PR #5343, opened 2023-07-24
Blender: Extract Camera as Alembic

simonebarbieri:
## Changelog Description
Added support to extract Alembic Cameras in Blender.

## Testing notes:
1. Check that `project_settings/blender/publish/ExtractCameraABC` is enabled.
2. Try publishing a camera from Blender (be sure that the *Extract Camera (ABC)* extractor is enabled).
3. Try loading the published camera.


moonyuet (approved):
Code looks good for me. Also tested in my machine, it works as expected.
image

PR #5354, opened 2023-07-26
Chore: Schemas inside OpenPype

iLLiCiTiT:
## Changelog Description
Moved/copied schemas from repository root inside openpype/pipeline.

## Additional info
The movement is necessary because of AYON addon conversion. Since ayon-launcher does not contain the schemas and openpype neither there is not way how it can be accessed. The easiest solution is to move schemas inside openpype codebase.

Most of the schemas are very outdated and should be probably removed, but that is not purpose of this PR.

I've kept the schema directory in the root of repository and will create different [PR in next-minor branch](https://github.com/ynput/OpenPype/pull/5355) that will remove them.

### OpenPype
There should not be any issues with schema validation.
When does schema validation happen? e.g. on host install (open of DCC) or integration.

### AYON
When used openpype as an addon via ayon-launcher should not cause any issues with schemas.

### DIFF
--- a/openpype/pipeline/schema/__init__.py
+++ b/openpype/pipeline/schema/__init__.py
@@ -122,16 +122,14 @@ def _precache():
     """Store available schemas in-memory for reduced disk access"""
     global _CACHED
 
-    schema_dir = os.path.join(CURRENT_DIR, "schema")
-
-    for schema in os.listdir(schema_dir):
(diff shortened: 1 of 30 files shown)


64qam:
OpenPype is working smoothly, Ayon returns an error on launching
image

mkolar (approved):
works correctly with AYON-launcher too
----
■ The task: Which lines above run from the one containing "Added support to" down to the one containing "## Additional info"? Repeat exactly those, both ends included, and nothing else.

■ Result:
Added support to extract Alembic Cameras in Blender.

## Testing notes:
1. Check that `project_settings/blender/publish/ExtractCameraABC` is enabled.
2. Try publishing a camera from Blender (be sure that the *Extract Camera (ABC)* extractor is enabled).
3. Try loading the published camera.


moonyuet (approved):
Code looks good for me. Also tested in my machine, it works as expected.
image

PR #5354, opened 2023-07-26
Chore: Schemas inside OpenPype

iLLiCiTiT:
## Changelog Description
Moved/copied schemas from repository root inside openpype/pipeline.

## Additional info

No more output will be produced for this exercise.